Die Vereinigten Staaten (US) haben zum sechsten Tag in Folge schwere Angriffe auf den Iran durchgeführt. Beamte aus dem Süden Irans in Bandar Abbas berichteten, dass zivile Infrastruktur, darunter Energieanlagen und ein Bahnhof, getroffen wurden. Mehr lesen...

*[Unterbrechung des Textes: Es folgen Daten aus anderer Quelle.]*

PR #952, opened 2023-05-02
refactor: `{ => _comp_compgen}_filedir` and `_comp_compgen [opts] NAME`

akinomyoga:
I came up with a new idea for https://github.com/scop/bash-completion/issues/948#issuecomment-1529412590. This PR implements the idea using `_filedir` as an example.

1) First, the function `_filedir` is renamed to `_comp_compgen_filedir`. This function can be directly called by `_comp_compgen_filedir ...` as we have been doing so far but can also be called as `_comp_compgen filedir ...`. 

```bash
$ COMPREPLY=(1 2 3); cur=c
$ _comp_compgen_filedir; echo "${COMPREPLY[*]}"
1 2 3 configure completions config.log config.status configure~ configure.ac

$ COMPREPLY=(1 2 3); cur=c
$ _comp_compgen filedir; echo "${COMPREPLY[*]}"
1 2 3 configure completions config.log config.status configure~ configure.ac
```

In the above, `_comp_compgen` redirects the call `_comp_compgen NAME` to the shell function `_comp_compgen_NAME` in a similar way as `xfunc`. Note that this is not ambiguous with the call `_comp_compgen -- <comgpen args>` because all the arguments to the `compgen` builtin start with `-` while our function names do not contain `-`. When the first (non-option) argument of `_comp_compgen` does not start with `-`, `_comp_compgen` redirects the call to `"_comp_compgen_$1"`. Otherwise, _comp_compgen can consider the arguments to be passed to the `compgen` builtin.

2) The options specified to `_comp_compgen` will take effect in the behavior of the redirected `_comp_compgen_filedir`. For example, `_comp_compgen_filedir` stores the result in `COMPREPLY` by default, but we can instead store the results to a specified array `arr` by `_comp_compgen -v arr filedir`. This is done by recording the parsed options in local variables `_comp_compgen__*` and letting the child calls of `_comp_compgen` inside `_comp_compgen_filedir` reference the local variables.

```bash
$ COMPREPLY=(1 2 3); arr=(); cur=c
$ _comp_compgen -v arr filedir
$ echo "COMPREPLY: ${COMPREPLY[*]}"
COMPREPLY: 1 2 3
$ echo "arr: ${arr[*]}")
arr: configure completions config.log config.status configure~ configure.ac
```

Commit fcf98258c0b2b2da45c4e4c3aec5b1bbc0381ba9 implements the above two extensions of `_comp_compgen`. Actually, the implementation is simple.

----

The modification at the `_filedir` side is minimal as far as the completions are generated through `_comp_compgen`. Only the codes that directly reference `cur` and `COMPREPLY` need to be updated.

**edit**:  I also changed the behavior of `_comp_compgen_filedir` so that it replaces the existing `COMPREPLY` by default. To make it append to the array, one can specify the `-a` option as `_comp_compgen -a filedir`. Currently, many similar functions just replace the existing contents, but only a part of them try to append to the array. I'd like to make the default behaviors of similar functions consistent and allow appending as an option `-a`.


bash_completion
```diff
@@ -451,15 +492,26 @@ _comp_compgen()
...
         # Note: extglob *\$?(\{)[0-9]* can be extremely slow when the string
         # "${*:2:_nopt}" becomes longer, so we test \$[0-9] and \$\{[0-9]
         # separately.
+        [[ $* == *\$[0-9]* || $* == *\$\{[0-9]* ]]
+    then
         printf 'bash_completion: %s: positional parameter $1, $2, ... do not work inside this function.\n' "$FUNCNAME" >&2
         return 2
     fi
 
+    if [[ $1 != -* ]] && declare -f "_comp_compgen_$1" &>/dev/null; then
```
scop, line 504: Would it not be better to error out if the target function does not exist, rather than fall through?

scop (commented):
Oh, very nice!

I did not look into usages yet, but I thought I'd just ask -- in the vast majority of cases we have I believe `_filedir`'s behavior of appending to `COMPREPLY` isn't required. Usually it does no harm either though. What do you think, while we're working on this, should we also review each call site and remove the append behavior where unnecessary? I think doing so would reveal and fix some bugs, but this is quite a bit of work for a smallish gain. We can also postpone to later if seen useful but not something we'd like to do now.

bash_completion
akinomyoga: Yes, that is definitely better. I added dbdb0141551aa4eee7eabfc6929e53e184131379.

akinomyoga:
> in the vast majority of cases we have I believe `_filedir`'s behavior of appending to `COMPREPLY` isn't required and we could replace instead.

I agree with it, but we need to carefully check each case not to break existing behavior. In removing flag `-a`, we need to make sure that `COMPREPLY` is empty at that point (or we do want to discard the existing elements of `COMPREPLY`). I expect most of them would be easy, but I'm afraid that there would be not a small number of cases that it is subtle.

> What do you think, while we're working on this, should we also review each call site and remove the append behavior where unnecessary?

Actually, at the current stage, the new implementation of `_comp_compgen_filedir` is incomplete. For example, `_tilde` called from `_comp_compgen_filedir` should also be upgraded to the `_comp_compgen_tilde` style for the sake of completeness. Let me first try to make `_comp_compgen_filedir` complete by upgrading related functions.

akinomyoga:
The function `_comp_cmd_lintian` is suspicious.

https://github.com/scop/bash-completion/blob/a26a2a9d388b2f9b291b4d5cd6d60624b149a43f/completions/lintian#L70-L145

Even when completions are generated in `if [[ $prev == -* ]]; then`, it goes through the `case "$cur" in` block. For example, `_filedir` would be called twice for `lintian -p [TAB]`. Maybe

```diff
diff --git a/completions/lintian b/completions/lintian
index 0769fb4b..2175c720 100644
--- a/completions/lintian
+++ b/completions/lintian
@@ -89,28 +89,36 @@ _comp_cmd_lintian()
         case $prev in
             -C | --check-part | -X | --dont-check-part)
                 _comp_cmd_lintian__checks
+                return
                 ;;
             -T | --tags | --suppress-tags)
                 _comp_cmd_lintian__tags
+                return
                 ;;
             --tags-from-file | --suppress-tags-from-file | --cfg | -p | \
                 --packages-file)
                 _filedir
+                return
                 ;;
             --lab | --archivedir | --dist | --root)
                 _filedir -d
+                return
                 ;;
             --color)
                 COMPREPLY=($(compgen -W "never always auto html" -- "$cur"))
+                return
                 ;;
             -U | --unpack-info)
                 _comp_cmd_lintian__infos
+                return
                 ;;
             --area | --section)
                 COMPREPLY=($(compgen -W "main contrib non-free" -- "$cur"))
+                return
+                ;;
+            --arch)
+                return
                 ;;
-            --arch) ;;
-
         esac
     fi
```

akinomyoga:
The function `_comp_cmd_python` is also suspicious.

https://github.com/scop/bash-completion/blob/a26a2a9d388b2f9b291b4d5cd6d60624b149a43f/completions/python#L64-L74

Case `!(?(*/)python*([0-9.])|?(*/)pypy*([0-9.])|-?)` fall backs to the general case, then `_filedir` might be called multiple times. But I'm not sure the intent of this code, so maybe this is intended.

akinomyoga:
This branch of `_comp_cmd_smartctl` is also suspicious.

https://github.com/scop/bash-completion/blob/a26a2a9d388b2f9b291b4d5cd6d60624b149a43f/completions/smartctl#L55-L57

akinomyoga:
It is subtle to make `_comp_xfunc_ssh_identityfile` replace existing elements of `COMPREPLY` or append to them. The calls in the `bash_completion` codebase seem to be in the context where `COMPREPLY` is empty, so we can make the function replace existing elements, but possible external completions that use `_comp_xfunc_ssh_identityfile` might assume it to append the completions. Now I'm letting it append to existing elements.

https://github.com/scop/bash-completion/blob/a26a2a9d388b2f9b291b4d5cd6d60624b149a43f/completions/ssh#L251-L261

completions/lintian
```diff
@@ -95,10 +95,10 @@ _comp_cmd_lintian()
                 ;;
             --tags-from-file | --suppress-tags-from-file | --cfg | -p | \
                 --packages-file)
-                _filedir
+                _comp_compgen filedir
```
scop, line 98: Agree on the suggestion in https://github.com/scop/bash-completion/pull/952#issuecomment-1535594464

completions/python
```diff
@@ -62,15 +62,15 @@ _comp_cmd_python()
             return
             ;;
         !(?(*/)python*([0-9.])|?(*/)pypy*([0-9.])|-?))
-            [[ $cword -lt 2 || ${words[cword - 2]} != -[QWX] ]] && _filedir
+            [[ $cword -lt 2 || ${words[cword - 2]} != -[QWX] ]] && _comp_compgen filedir
```
scop, line 65: TBH, I'm having a problem understanding what this does.

So if `$prev` is not the python executable or a short option, complete on all files if the word before previous is not `-[QWX]` or we're completing the first arg to python? 

It was added in 9913362b38a01b3a59290f209645028f41b66f65. The commentary in 63ecfc38ba47335e96996e0355925411ecb228f8 provides a hint... that I may not quite get.

But perhaps the intention here is to complete the first arg following a script file with filenames?

I guess a `return` here would be in order.

completions/smartctl
```diff
@@ -40,7 +40,7 @@ _comp_cmd_smartctl__drivedb()
         prefix=+
         cur="${cur#+}"
     fi
-    _filedir h
+    _comp_compgen filedir h
     [[ $prefix ]] && COMPREPLY=("${COMPREPLY[@]/#/$prefix}")
 }
```
scop, line 46: I'd say missing `return` in `--quietmode` below is an oversight.

scop (approved):
Great stuff. Left a few comments inline in response to separate comments, pre-approved with them addressed the way you see best.

completions/pkgadd
```diff
@@ -23,14 +23,14 @@ _comp_cmd_pkgadd()
 
     case $prev in
         -d)
-            _filedir pkg
-            _filedir -d
+            _comp_compgen filedir pkg
+            _comp_compgen -a filedir -d
```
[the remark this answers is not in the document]
akinomyoga: Hmm, you are right. I'll fix it.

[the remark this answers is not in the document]
akinomyoga: One might have possibly wanted to control the ordering of the completions in the list, but it anyway does not seem to work. There are similar cases also in `dpkg-source`. Or maybe, just the author of these completions did not notice that `_filedir` and `_filedir ext` generates also the directory names.

Fixed in 4645ecdf (before applying `_filedir => _comp_compgen filedir` changes)

completions/lintian
akinomyoga: Fixed in the (forced) push [`bbb0e5f...253609a`](https://github.com/scop/bash-completion/compare/bbb0e5f16a535667a22279ce2fe6e87b2d080c2b..253609ad04003fafcca5e9fcbf44fc8af70ae44a)

completions/python
akinomyoga: I again looked at it. Maybe it tries to complete the arguments to a Python script (as in `python script.py args[TAB]`). The exclusion of `python` and `pypy` could be to test if `cword` is not the first argument. Anyway, this is just a guess, and the intent of implementing it in this way is still unclear.

The original commit 9913362 also has another missing `return` in the next for-loop, so I think this case branch also missed the `return`.

Fixed in [`bbb0e5f...253609a`](https://github.com/scop/bash-completion/compare/bbb0e5f16a535667a22279ce2fe6e87b2d080c2b..253609ad04003fafcca5e9fcbf44fc8af70ae44a)

akinomyoga:
Added partial reverts 83d6ea10 3d6cbfcf

akinomyoga:
partly squashed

Das britische Pfund Sterling bekommt einen neuen Premierminister und ein altes Problem
Sterling erlebt seine schwerste Sitzung des Monats, wobei GBP/USD um rund ein halbes Prozent auf knapp unter 1,3500 nachgibt, nachdem der Wochenanstieg zum zweiten Mal in Folge knapp unter 1,3550 ins Stocken geraten ist. Der Rücksetzer kürzt eine Juli-Rallye, die das Pfund etwa 400 Pips vom Jahrestief knapp unter 1,3150 nach oben getragen hat, und erfolgt, während der tägliche Stochastische Relative Strength Index im überkauften Bereich nahe 90 liegt – genau das Setup, bei dem ausgedehnte Rallyes belastet werden.
Die Londoner Daten vom Donnerstag boten Sterling keine Unterstützung. Das Bruttoinlandsprodukt (BIP) wuchs im Mai um 0,1 % im Monatsvergleich und kehrte damit die Kontraktion vom April kaum um, während die Industrieproduktion um 0,5 % fiel – entgegen den Erwartungen eines deutlich geringeren Rückgangs – und nur ein moderater Anstieg im verarbeitenden Gewerbe verhinderte, dass der Morgenbericht als kompletter Stillstand gelesen wurde. Ein stellvertretender Gouverneur der Bank of England (BoE) äußerte sich anschließend, was die Märkte als eindeutig dovish für den Redner werteten, wobei er sich auf Wachstumsrisiken statt auf die Inflationsüberschreitung konzentrierte. Mehr lesen...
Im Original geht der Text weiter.